Researchers use particle beams to study nuclear reactions. For example, bumbarding a fissile material with neturons. Consider a beam of particles with density \(n \; [n/cm^3]\) and velocity \(v \; [cm/s]\), travelling in the same direction. The intensity of the beam is:
\( I = nv \; [\cfrac{n}{cm^2 s}]\)
This describes how many particles pass a unit area per second shown in the image below.
In a nuclear reactor, there are "beams" of neutrons coming from all directions at different velocities. We can generalize the intensity to the angular flux. The flux at a certain position, \( \vec r\), from particles of with speed \(v\) from 3-D direction \( \hat \Omega \) is:
\( \phi (\vec r, v, \hat \Omega) = n(\vec r, v, \hat \Omega) \cdot v \)
The flux is different at every location due to the geometry of the core and locations of fuel and neutron absorping material. In a CANDU reactor, the flux is naturally peaked in the center but flattened by Adjuster Rods.
We can add up all the angular fluxes for a given direction and/or speed:
\( \phi (\vec r, v) = \int_{4\pi} \phi (\vec r, v, \hat \Omega)d\hat \Omega \)
\( \phi (\vec r) = \int \phi (\vec r, v)dv \)
A computer program keeps track of the number of neutrons hitting a small target (\(5 \; [cm^2] * 2 \;[cm]\)). The tallies after \(1 \; [min]\) are shown below. What are the average fluxes for each energy group and the total average flux at the sample?
Count | Speed \([\cfrac{m}{s}]\) |
\(100,000\) | \(500\) |
\(400,000\) | \(1,000\) |
\(200,000\) | \(2,000\) |
Different nuclear reactions occur with a certain probability dependent on the atom, incoming energy of the particles etc.

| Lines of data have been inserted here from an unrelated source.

Issue #9758, opened 2022-01-11
Theme - Taping on the "Manually" option switches the theme.


BigSamSampson:
## Steps to reproduce
1. Open the firefox browser
2. Open the Settings screen
3. Tap "Theme"
4. Turn off the "Use System Light/Dark mode" switch
5. Tap the "Manually" option
### Expected behavior
The option is selected, no more changes are made.
### Actual behavior
The option is selected and the theme was switched.
### Device & build information
* Device: Apple iPhone 11 - iOS 15.1
* Build version: firefox daylight 40.2(7167)

https://user-images.githubusercontent.com/66958331/148959455-c2124661-2d1a-43dd-a954-6cf2d6844c9e.mp4

### Notes
Attachments:

┆Issue is synchronized with this [Jira Task](https://mozilla-hub.atlassian.net/browse/FXIOS-3609)

data-sync-user:
➤ Simion Basca commented:

Verified fix on main 48a92ef8b2c158a9758617d84cca2ee5d44d2dbc.

PR #9787, opened 2022-01-14
Bugfix #9758 [v97] Manual theme change bugfix

junbio:
Fix for bug that incorrectly changes the current theme when selecting the manual theme option. (#9758)


lmarceau (approved):
Hey @junbio. The PR LGTM. I'll wait for the build before merging. While playing in the theme settings I noticed another bug #9788, but it's unrelated to your change. Thanks again for your contribution! 😄

Issue #9789, opened 2022-01-15
On Firefox mobile iOS when clicking “Edit Bookmarks” there is no distinction between a main folder and sub-folder


dorfli:
Is there a way to fix this? It is currently confusing, since all the folders are in a row and there is no staggering. There needs to be indentations for sub-folders.

Here is what I’m seeing that shows there is an indentations for sub folders:

https://i.redd.it/174g90o1rqa81.jpg

┆Issue is synchronized with this [Jira Task](https://mozilla-hub.atlassian.net/browse/FXIOS-3629)

lmarceau:
Hello @dorfli, the image you linked doesn't seem to be accessible anymore. Could you please link it again on Github directly?

lmarceau:
Actual implementation:
![image](https://user-images.githubusercontent.com/11338480/149828346-5b5db5f9-26b4-447f-9db9-b390690b89cd.png)

Suggested fix by PR: 
![image](https://user-images.githubusercontent.com/11338480/149828381-f33dd8d7-1f0e-4b76-ab3a-6056d12244c5.png)

@dnarcese I think we'll need some designers eyes on this one 👀

dnarcese:
@topotropic what do you think of this?

dorfli:
> @topotropic what do you think of this?

I think that suggested fix is much much better!

lmarceau:
@dorfli Awesome 🤩 We'll be able to merge that soon then 🙏

topotropic:
> @topotropic what do you think of this?

Yes, that makes sense. Thanks for the work @dorfli!

abodea:
Verified as fixed on the latest **FF RC build v97 (7619)** with iPhone 13 Pro Max (15.1) and iPad mini 5 (14.1)

PR #9793, opened 2022-01-17
Add #9789 Bookmark indentation for subfolders in bookmarks editing panel

junbio:
This PR adds indentation support for subfolders in the bookmarks editing panel. (#9789)


junbio:
> @junbio Since this implies UI changes, could you add screenshot of what you're fixing?

Sure, no problem!

Before:
Simulator Screen Shot - iPhone 13 Pro - 2022-01-17 at 09 54 06

After:
Simulator Screen Shot - iPhone 13 Pro - 2022-01-17 at 09 50 32

lmarceau:
@junbio Thanks! We'll get back to you shortly 😄

Client/Frontend/Widgets/OneLineCellAndFooter.swift
```diff
@@ -17,6 +17,18 @@ enum OneLineTableViewCustomization {
 
 class OneLineTableViewCell: UITableViewCell, NotificationThemeable {
     // Tableview cell items
+    
+    override var indentationLevel: Int {
+        didSet {
+            containerView.snp.remakeConstraints { make in
+                make.height.equalTo(44)
```
lmarceau, line 24: Could we put the 44 in a constant with a relevant name in OneLineCellUX? We can also use it on line 74 down here.

Client/Frontend/Library/BookmarkDetailPanel.swift
```diff
@@ -358,6 +358,7 @@ class BookmarkDetailPanel: SiteTableViewController {
                 }
 
                 cell.indentationLevel = min(item.indent, maxIndentationLevel)
+                cell.separatorInset = UIEdgeInsets(top: 0, left: CGFloat(cell.indentationLevel) * cell.indentationWidth + 61, bottom: 0, right: 0)
```
lmarceau, line 361: Same type of comment here, could we have a constant with a relevant name for this 61? So it's easier to understand context when we come back to this later on.

junbio: 61 is the current separator inset for bookmark cells without any indentation. Although it seems that only Safari indents the separator for nested bookmark folders so if it's probably a design decision.

junbio:
> * How many level of nesting are we supporting?  What happens if there's "too much"?

There's a variable called maxIndentationLevel that gets computed and is the maximum that can be displayed. It's around 14 on an iPhone 13 Pro. 

>Should we limit the number of nesting we support?

Since Firefox on iOS syncs bookmarks with the desktop version it should be how ever many it supports.

> * We should check for dynamic type - I believe it's enabled in this section? Wanna check that this is still proper even with those changes.

Much of the indentation work had been done already; my PR just updates the UI to reflect it. Dynamic type isn't in much of the code anyways.

Thanks again for the feedback!

lmarceau:
@junbio can you rebase? I wanna retrigger the BR

Issue #9667, opened 2021-12-20
The stop loading page button is not working correctly


SimonBasca:
## Steps to reproduce
1. Set network connection to "very bad network" in order to make the issue more visible
2.  Visit a page e.g "github.com"
3. Tap on the "X" icon
### Expected behavior
- The page should stop loading.
### Actual behavior
- After the page starts to load, the button is not functional. If the "X" button is tapped while the hompage is still displayed, the URL will be erased and the page stops loading.
### Device & build information
* Device: iPhone Xr (15.1)
* Build version: 40.2 ()
### Notes
- Issue was also reproducible on older builds
Attachments: 
https://user-images.githubusercontent.com/32130829/146774059-c15c9dfd-36f8-4eb2-9e33-7293f13529f0.mp4

┆Issue is synchronized with this [Jira Task](https://mozilla-hub.atlassian.net/browse/FXIOS-3543)

lmarceau:
This will be ready to test after https://github.com/mozilla-mobile/firefox-ios/pull/9809 is merged.

data-sync-user:
➤ Simion Basca commented:

Verifying as fix on main  c6d17c95da56477529f3bc3a1bd0dbf50d2717a5. This issue is no longer reproducible after following the STR.

Note: While testing I’ve found 2 other issue that might be related.

  * https://mozilla-hub.atlassian.net/browse/FXIOS-3654 ( https://mozilla-hub.atlassian.net/browse/FXIOS-3654|smart-link ) 
  * https://mozilla-hub.atlassian.net/browse/FXIOS-3655 ( https://mozilla-hub.atlassian.net/browse/FXIOS-3655|smart-link )

Issue #9092, opened 2021-09-09
Reload icon is not displayed in landscape mode.


csuciu:
v37.0 (5971)
iPhone 12 Pro (14.7.1)

1. Clean install the app.
2. Open the app and switch to landscape mode.
3. Visit a page.

 Actual 1:  The reload icon is not displayed.

4. Tap on the place where the icon should be.

Actual 2:  The page is reloaded but the icon is still not displayed.

5. Switch to portrait and tap on the place where the icon should be.

Actual 3:  The page is reloaded and the reload icon is now displayed correctly.

┆Issue is synchronized with this [Jira Task](https://mozilla-hub.atlassian.net/browse/FXIOS-3145)

lmarceau:
I just experienced the issue that the reload icon doesn't appear, but we can still click it on iPad. 
![IMG_0004](https://user-images.githubusercontent.com/11338480/150036720-7e54a06a-67f7-4676-bc41-e5c337512222.jpg)

Discussed with @dnarcese: If we're on iPad and there's a reload button to the left of the url bar, we shouldn't have a second reload button. Reader mode icon should be in place of that reload button (so constraints adjusted).

junbio:
Is there any circumstance where the reload button would show in the URL bar on iPad? In compact mode (i.e. Slide Over and Split View), the reload button appears on the bottom toolbar, and in regular mode, the reload button appears on the top toolbar. Would it be better not to return the reload button when the current idiom is iPad?

lmarceau:
@junbio reload button appearing on the bottom bar in multitasking was another bug: https://github.com/mozilla-mobile/firefox-ios/issues/9282 When in multitasking mode, the bottom bar needs to have the home button. This will be fixed with my latest opened PR. 

Knowing that, this means on iPad in multitasking mode we need the reload button in the url bar (as iPhone in portrait and landscape mode).

SimonBasca:
This issue is no longer reproducible on latest main c6d17c95da56477529f3bc3a1bd0dbf50d2717a5. Closing for now and will re-open if the issue is reproducible again.

Issue #8988, opened 2021-08-12
Stop button doesn't work consistently


boek:
When stopping a page from loading, it either works or it puts the browser into a state where you can no longer reload the page.

We're only calling `stop` on `WKWebView`. So this may be a bug in WebKit. We may also want to try creating a new project with an WKWebView (Maybe use Focus?) to verify this

┆Issue is synchronized with this [Jira Task](https://mozilla-hub.atlassian.net/browse/FXIOS-3071)

PR #9796, opened 2022-01-17
Bugfix #9667 Reload button not working

junbio:
This PR fixes the stop button not working properly. #9667

### DIFF
--- a/Client/Frontend/Browser/URLBarView.swift
+++ b/Client/Frontend/Browser/URLBarView.swift
@@ -709,7 +709,7 @@ extension URLBarView: TabLocationViewDelegate {
     }
 
     func tabLocationViewDidTapReload(_ tabLocationView: TabLocationView) {
-        let state = locationView.reloadButton.isHidden ? locationView.reloadButton.reloadButtonState : .reload
+        let state = locationView.reloadButton.isHidden ? .reload : locationView.reloadButton.reloadButtonState
         
         switch state {
         case .reload:


lmarceau:
Hello @junbio! I tested on iPhone and iPad, and here are my comments.

It seems the stop loading button is not working reliably. For example while loading the webpage [www.thebay.com](https://www.thebay.com/) and pressing X, I can get the stop loading to get "stuck". I.e. the loading bar doesn't move anymore, and the X icon stays there indefinitely. If we click on X it should remove the loading bar, and icon should go back to the reload button. It sometimes work but not all the time.
Screen Shot 2022-01-18 at 6 57 07 PM

On iPad we have a weird case at the moment where we have possibly two reload buttons (see image). The one in the url bar is a bug (see #9092). So we have to make sure the reload button on the left of the url bar is working as it should (same behavior as described up here).
Screen Shot 2022-01-18 at 7 02 33 PM

junbio:
Thanks for the feedback!

> It seems the stop loading button is not working reliably. For example while loading the webpage [www.thebay.com](https://www.thebay.com/) and pressing X, I can get the stop loading to get "stuck". I.e. the loading bar doesn't move anymore, and the X icon stays there indefinitely. If we click on X it should remove the loading bar, and icon should go back to the reload button. It sometimes work but not all the time.

The control state of the reload button is controlled by the KVO observer here: https://github.com/mozilla-mobile/firefox-ios/blob/e67c066e4b3f9f776e0468a7afc0ae3a66576142/Client/Frontend/Browser/BrowserViewController.swift#L1051-L1053

but tapping the stop button tells the current tab to stop only. It's up to WebKit to update the appropriate property so that the reload button gets updated. But the current issue is that the reload button will always choose to refresh the current tab because the button is visible: https://github.com/mozilla-mobile/firefox-ios/blob/e67c066e4b3f9f776e0468a7afc0ae3a66576142/Client/Frontend/Browser/URLBarView.swift#L712

I think a separate issue could be opened to address this, but the main concern is that the button doesn't function correctly as written. Again, thanks so much for the feedback!

lmarceau:
It seems that there's an issue opened already for what you're mentioning (and with the same symptoms I mentioned): https://github.com/mozilla-mobile/firefox-ios/issues/8988 So as you suggested, yeah let's keep the issues separated 👍

Issue #9080, opened 2021-09-08
Long press on Home button opens "Request desktop site" menu


SimonBasca:
## Steps to reproduce
1. Go to "Youtube.com"
2. Long press on the Home button
### Expected behavior
- No menu should open.
### Actual behavior
- "Reload desktop site " menu opens.
### Device & build information
* Device: iPhone 12 Pro (14.7)
* Build version: 37. 0(5971)
### Notes
Attachments: 
![Screenshot](https://user-images.githubusercontent.com/32130829/132537150-c4dcc514-2c6f-43b7-a021-28f6eef25f0e.jpeg)

┆Issue is synchronized with this [Jira Task](https://mozilla-hub.atlassian.net/browse/FXIOS-3136)

data-sync-user:
➤ Simion Basca commented:

Verified fix on main 6d2f1b4cbe546aacc398436223f19d7592295c5c.

PR #9804, opened 2022-01-18
FX-9080 Don't show menu when long pressing home button

junbio:
This PR fixes the issue where the "Request desktop site" menu is shown when the home button is long pressed. (#9080)

### DIFF
--- a/Client/Frontend/Browser/TabToolbar.swift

The microscopic cross section represents the probability an incoming particles has to interact with a single atom. It is represented by \( \sigma \) with units of area \([cm^2]\). The macroscopic cross section represents the probability of interacting with any target atom given by \( \Sigma = N\sigma \) with units of \( [cm^{-1}] \) where \(N\) is the atomic density of the target. Somtimes, cross sections are provided in units of \([barns]\) where \(1 \; [barn] = 10^{-24} \; [cm^2]\).
Each nuclear reaction has its own cross section. For example, the scattering, absorption and capture cross sections are identified as \( \Sigma_s, \Sigma_a, \Sigma_{\gamma} \) respectivley and the total cross section is \( \Sigma_{total} = \sum \Sigma_i \).
The cross section is dependent on the energy of the incoming particle. In thermal fission, slow neutrons induce fission ins U-235. The fission cross section for uranium tends to be greater when the neutron energy is lower. Hence, moderators are used to thermalize the nuetrons.
The microscopic cross section of lead is \( ~ 0.2 \; [barn]\). What is the macroscopic cross section?
The reaction rate describes how many reactions occur per second per unit volume and is found using the formula:
\( RR = \Sigma \phi \; [\cfrac{rxn}{cm^3s}]\)
Since there are different reactions, there are also different reaction rates such as \( RR_s, RR_a, RR_{\gamma} \).
The reaction rate can be multiplied by the volume to calculate the interaction rate \(IR = RR \cdot V \; [\cfrac{rxn}{s}]\).
The neutron flux on the periphery of a reactor is \( 10^{11} \; [\cfrac{n}{cm^2 s}]\). A \(12 \; [cm]\) tall cylindrical target (\(r = 2 \; [cm], \rho = 3.5 \; [\cfrac{g}{cm^3}], MM = 51, \sigma = 9 \; [b])\). Calculate the interaction rate within the sample.
A common scenario is to calculate the intensity of a beam over (or at the end) of a target (for example, a shield). We have seen that the reaction rate is proportional to the intensity. As particles undergo nuclear reactions, there are fewer of them left to react. As with radioactive decay, we can write an equation to describe the rate of change of intensity:
\( \cfrac{dI}{dx} = -I \Sigma \)
This differential equation is separable and has the solution:
\( I(x) = I_0 e^{-\Sigma x} \)
The image below shows that larger cross sections cause the intensity to decrease faster.